雨宮さんは立ち上がり、右手で額の前髪を上げた。右のこめかみにナイフで切られたような傷痕があった。
「あたし、半分堅気じゃないんだけど、後悔しない?」
雨宮さんは妖艶に笑った。
「ホテル代とタクシー代置いていきますから」
二万円置いて男は部屋から出て行く。
「儲け儲け」
嬉しそうに言って、雨宮さんは大きなベッドで朝まで眠った。
昨晩の件でむしゃくしゃしたのか、大晦日から元旦の朝まで夜勤らしいというのに、雨宮さんは特攻服を着て、高速道路をカッ飛ばした。

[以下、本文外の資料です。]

Issue #81, opened 2026-04-27
Parameterized define macros (REQ-GAP-004d)


alevy:
## Description

Extend `define` directive to support parameter lists, enabling reusable predicates and helpers.

## Current state

```
define name = expr        ; works today (single expression substitution)
define name(param) = expr ; NOT yet supported
```

## Use case (betterbytes-org/ledger)

```
define assetChecker(amt) = (amt > -100.00 or (tag("TaxImplication") !~ /^\s*$/ and tag("Entity") !~ /^\s*$/))
define expenseChecker(amt) = (amt < $100 or tag("Receipt") !~ /^\s*$/ or ...)
define incomeChecker(amt) = ...

account Income:Grants
    assert incomeChecker(amount)
```

## Required

- Grammar: `define name(param1, param2, ...) = expr` — parameter list in parens
- AST: `Define` directive carries optional parameter list
- Resolution: store as callable in `Context::defines`
- Evaluator: when an identifier is invoked as `f(args)`, look up `defines[f]`, substitute parameters, evaluate

## Depends on

#79 (regex match), #80 (`tag()` function) — almost all real defines use both.

## Part of

REQ-GAP-004d (split issue: define macros)

PR #87, opened 2026-04-27
feat: tag directive value validation

### LINKED ISSUE #82: Tag directive value validation (REQ-GAP-004d)
## Description

Properly parse `assert` / `check` subdirectives nested under `tag` directives, where `value` is bound to the tag's string value.

## Current state

The grammar's `tag_directive` rule has a permissive body that accepts but ignores any indented content. No validation happens.

```
tag Statement
    assert value =~ /[^\/].+/
    check value =~ /[^\/][^ ]+(\/[^ ])+/

tag IncomeType
    assert value =~ /^(Donations|RBI|UBTI)$/
```

These declare tag schemas: every transaction or posting carrying `Statement: <value>` must have `<value>` match the regex.

## Required

- Grammar: extend `tag_directive` to parse `assert`/`check` lines (analogous to `account_directive`)
- AST: tag directive carries `asserts: Vec<BoolExpr>` and `checks: Vec<BoolExpr>`
- Resolution: store on a per-tag-name properties map
- Elaboration: for every posting/transaction carrying tag `X: V`, evaluate the asserts/checks for tag `X` with `value` bound to `V`. Failed assert halts; failed check warns.

## Depends on

#79 (regex match) — nearly every real tag validation uses `=~`.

随分スピードを出しているので話しかけたら危ないかもしれないが俺は頭の中で話しかけた。
『こめかみの傷なんですか?』
「昔、恋敵に切られたんだよ」
風に消されないように大きな声で雨宮さんは言った。
『へえ』
サービスエリアで雨宮さんはまたラーメンを食べて、食後に煙草を吸い、アパートに帰り少し眠ると、すぐに大晦日の夜勤の時間がやってきた。
病院の中は悲喜交々だった。俺が眠っている療養型の病棟では、亡くなる人もいて、親父が死亡確認していた。
母さんが働いている小児科も見に行ったのだが、テレビを朝まで見たいとか両親がこないとか泣いている子供がたくさんいた。
そして日付が変わりそうになる。
雨宮さんとその他大勢とナースステーションの中でカウントダウンをして新年を迎えた。